══ Data extract ══

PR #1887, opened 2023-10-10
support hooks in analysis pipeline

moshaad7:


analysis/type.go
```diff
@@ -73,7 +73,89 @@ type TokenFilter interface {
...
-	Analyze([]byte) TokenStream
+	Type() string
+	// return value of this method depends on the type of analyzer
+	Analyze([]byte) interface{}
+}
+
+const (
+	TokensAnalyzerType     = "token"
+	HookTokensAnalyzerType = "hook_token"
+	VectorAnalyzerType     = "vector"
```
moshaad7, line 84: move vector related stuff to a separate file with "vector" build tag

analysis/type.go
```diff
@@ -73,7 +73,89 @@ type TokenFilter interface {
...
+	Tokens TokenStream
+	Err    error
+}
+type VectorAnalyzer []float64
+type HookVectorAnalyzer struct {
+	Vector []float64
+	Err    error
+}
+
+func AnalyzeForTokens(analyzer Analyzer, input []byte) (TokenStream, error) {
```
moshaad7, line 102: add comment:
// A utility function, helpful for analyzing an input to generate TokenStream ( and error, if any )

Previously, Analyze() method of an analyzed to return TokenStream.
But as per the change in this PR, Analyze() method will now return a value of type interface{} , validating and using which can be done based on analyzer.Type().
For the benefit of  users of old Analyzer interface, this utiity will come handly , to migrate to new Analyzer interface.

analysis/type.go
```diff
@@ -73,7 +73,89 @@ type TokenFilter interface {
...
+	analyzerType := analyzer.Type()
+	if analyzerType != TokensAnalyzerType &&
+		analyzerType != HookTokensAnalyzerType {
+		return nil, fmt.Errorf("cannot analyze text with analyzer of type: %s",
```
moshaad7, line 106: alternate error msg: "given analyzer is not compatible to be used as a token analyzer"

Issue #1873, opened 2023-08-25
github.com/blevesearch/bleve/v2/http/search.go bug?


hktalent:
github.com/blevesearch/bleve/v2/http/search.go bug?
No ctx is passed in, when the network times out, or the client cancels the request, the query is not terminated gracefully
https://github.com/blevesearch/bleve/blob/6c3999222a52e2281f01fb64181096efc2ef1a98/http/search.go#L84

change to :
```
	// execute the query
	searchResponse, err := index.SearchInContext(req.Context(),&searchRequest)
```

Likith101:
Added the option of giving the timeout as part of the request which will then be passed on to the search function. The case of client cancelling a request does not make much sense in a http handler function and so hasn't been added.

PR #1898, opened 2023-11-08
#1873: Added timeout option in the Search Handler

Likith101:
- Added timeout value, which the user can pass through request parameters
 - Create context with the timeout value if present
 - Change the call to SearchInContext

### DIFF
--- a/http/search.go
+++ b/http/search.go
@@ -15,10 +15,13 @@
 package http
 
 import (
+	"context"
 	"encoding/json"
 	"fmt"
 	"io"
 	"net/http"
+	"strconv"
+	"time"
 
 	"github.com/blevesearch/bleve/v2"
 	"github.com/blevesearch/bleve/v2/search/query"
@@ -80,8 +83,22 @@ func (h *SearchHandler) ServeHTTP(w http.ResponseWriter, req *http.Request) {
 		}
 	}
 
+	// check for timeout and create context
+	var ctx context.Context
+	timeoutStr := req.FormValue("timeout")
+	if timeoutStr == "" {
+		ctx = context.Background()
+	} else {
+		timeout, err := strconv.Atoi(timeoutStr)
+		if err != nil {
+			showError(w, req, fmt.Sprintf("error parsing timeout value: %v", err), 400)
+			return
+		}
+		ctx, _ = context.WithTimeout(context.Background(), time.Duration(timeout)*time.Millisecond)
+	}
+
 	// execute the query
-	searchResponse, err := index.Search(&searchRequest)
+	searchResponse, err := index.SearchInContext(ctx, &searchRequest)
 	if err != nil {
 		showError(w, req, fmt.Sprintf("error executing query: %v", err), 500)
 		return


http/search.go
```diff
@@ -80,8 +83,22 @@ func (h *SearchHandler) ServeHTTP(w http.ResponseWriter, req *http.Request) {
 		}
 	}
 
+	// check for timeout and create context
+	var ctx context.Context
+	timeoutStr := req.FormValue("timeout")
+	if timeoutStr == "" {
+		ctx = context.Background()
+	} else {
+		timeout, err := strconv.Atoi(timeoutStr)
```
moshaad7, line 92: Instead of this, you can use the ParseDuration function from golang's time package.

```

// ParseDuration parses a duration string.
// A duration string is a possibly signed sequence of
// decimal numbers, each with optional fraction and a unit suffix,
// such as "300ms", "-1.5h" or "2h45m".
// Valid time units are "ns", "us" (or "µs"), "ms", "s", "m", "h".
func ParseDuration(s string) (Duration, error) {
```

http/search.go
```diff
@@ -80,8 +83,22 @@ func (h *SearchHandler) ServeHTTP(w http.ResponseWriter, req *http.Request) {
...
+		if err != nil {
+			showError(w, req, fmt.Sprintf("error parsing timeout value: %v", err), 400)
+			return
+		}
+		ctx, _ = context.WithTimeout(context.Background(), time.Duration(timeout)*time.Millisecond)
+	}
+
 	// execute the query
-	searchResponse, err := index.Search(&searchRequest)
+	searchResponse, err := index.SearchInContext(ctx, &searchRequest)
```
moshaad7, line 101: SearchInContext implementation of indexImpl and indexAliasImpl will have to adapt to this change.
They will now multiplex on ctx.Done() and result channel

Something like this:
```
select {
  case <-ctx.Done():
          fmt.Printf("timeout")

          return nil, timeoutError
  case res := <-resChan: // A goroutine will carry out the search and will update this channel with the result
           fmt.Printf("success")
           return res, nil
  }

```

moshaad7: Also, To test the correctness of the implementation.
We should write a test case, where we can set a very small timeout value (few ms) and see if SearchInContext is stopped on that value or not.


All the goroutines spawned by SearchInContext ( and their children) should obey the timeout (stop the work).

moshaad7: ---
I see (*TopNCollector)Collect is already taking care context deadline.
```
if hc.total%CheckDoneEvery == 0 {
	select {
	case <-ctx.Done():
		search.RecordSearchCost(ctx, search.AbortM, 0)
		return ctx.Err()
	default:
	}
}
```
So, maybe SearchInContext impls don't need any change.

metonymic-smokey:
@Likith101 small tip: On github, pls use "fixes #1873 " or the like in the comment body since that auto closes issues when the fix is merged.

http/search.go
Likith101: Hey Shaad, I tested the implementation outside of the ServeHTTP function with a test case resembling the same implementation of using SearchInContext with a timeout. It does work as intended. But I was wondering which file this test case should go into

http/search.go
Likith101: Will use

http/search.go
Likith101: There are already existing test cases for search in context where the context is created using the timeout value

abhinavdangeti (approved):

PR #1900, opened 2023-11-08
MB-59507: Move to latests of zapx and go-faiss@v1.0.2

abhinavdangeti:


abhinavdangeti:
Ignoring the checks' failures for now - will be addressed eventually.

═══

**Exercise goal**
Copy out word for word each line of the listing, from the very first line down to the line containing "But as per the", and stop after that line.

**Answer to the problem**
PR #1887, opened 2023-10-10
support hooks in analysis pipeline

moshaad7:


analysis/type.go
```diff
@@ -73,7 +73,89 @@ type TokenFilter interface {
...
-	Analyze([]byte) TokenStream
+	Type() string
+	// return value of this method depends on the type of analyzer
+	Analyze([]byte) interface{}
+}
+
+const (
+	TokensAnalyzerType     = "token"
+	HookTokensAnalyzerType = "hook_token"
+	VectorAnalyzerType     = "vector"
```
moshaad7, line 84: move vector related stuff to a separate file with "vector" build tag

analysis/type.go
```diff
@@ -73,7 +73,89 @@ type TokenFilter interface {
...
+	Tokens TokenStream
+	Err    error
+}
+type VectorAnalyzer []float64
+type HookVectorAnalyzer struct {
+	Vector []float64
+	Err    error
+}
+
+func AnalyzeForTokens(analyzer Analyzer, input []byte) (TokenStream, error) {
```
moshaad7, line 102: add comment:
// A utility function, helpful for analyzing an input to generate TokenStream ( and error, if any )

Previously, Analyze() method of an analyzed to return TokenStream.
But as per the change in this PR, Analyze() method will now return a value of type interface{} , validating and using which can be done based on analyzer.Type().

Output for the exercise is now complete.